● **LISTED RECORDS**:
=== Begin Enclosure ===
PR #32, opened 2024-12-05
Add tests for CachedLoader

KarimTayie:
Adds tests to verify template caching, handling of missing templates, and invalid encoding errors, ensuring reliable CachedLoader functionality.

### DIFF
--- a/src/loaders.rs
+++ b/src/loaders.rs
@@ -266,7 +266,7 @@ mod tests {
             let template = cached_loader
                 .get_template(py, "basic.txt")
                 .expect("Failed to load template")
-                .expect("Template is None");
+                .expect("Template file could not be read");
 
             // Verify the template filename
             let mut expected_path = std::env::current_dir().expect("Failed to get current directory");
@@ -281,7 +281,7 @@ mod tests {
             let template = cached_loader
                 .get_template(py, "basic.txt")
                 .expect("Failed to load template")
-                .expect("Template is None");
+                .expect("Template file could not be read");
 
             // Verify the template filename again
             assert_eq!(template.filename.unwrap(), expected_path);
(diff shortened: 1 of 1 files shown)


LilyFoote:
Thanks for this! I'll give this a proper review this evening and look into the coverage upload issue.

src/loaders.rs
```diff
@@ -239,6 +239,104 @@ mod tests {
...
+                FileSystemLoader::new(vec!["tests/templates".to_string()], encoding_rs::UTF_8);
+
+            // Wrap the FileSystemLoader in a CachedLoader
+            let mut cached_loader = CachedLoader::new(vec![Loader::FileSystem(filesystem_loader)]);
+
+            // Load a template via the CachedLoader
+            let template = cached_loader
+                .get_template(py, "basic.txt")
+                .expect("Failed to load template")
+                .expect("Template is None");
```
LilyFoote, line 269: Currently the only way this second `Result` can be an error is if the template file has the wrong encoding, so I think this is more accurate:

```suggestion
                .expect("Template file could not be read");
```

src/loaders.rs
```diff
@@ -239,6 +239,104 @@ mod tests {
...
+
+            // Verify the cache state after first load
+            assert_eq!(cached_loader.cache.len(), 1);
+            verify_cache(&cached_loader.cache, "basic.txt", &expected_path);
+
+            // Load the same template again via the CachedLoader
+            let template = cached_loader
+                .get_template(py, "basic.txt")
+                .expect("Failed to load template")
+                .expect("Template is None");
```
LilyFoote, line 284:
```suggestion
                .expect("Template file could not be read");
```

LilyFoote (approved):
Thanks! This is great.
=== End Enclosure ===
=== Begin Enclosure ===
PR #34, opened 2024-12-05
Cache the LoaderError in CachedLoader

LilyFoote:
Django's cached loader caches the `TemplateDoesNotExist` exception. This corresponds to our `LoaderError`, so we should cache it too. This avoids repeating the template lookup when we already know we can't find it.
=== End Enclosure ===
● **EXERCISE OBJECTIVE**:
Go through the records and gather the lines that hold "Thanks".

● **OUTPUT BELOW**:
Thanks for this! I'll give this a proper review this evening and look into the coverage upload issue.
Thanks! This is great.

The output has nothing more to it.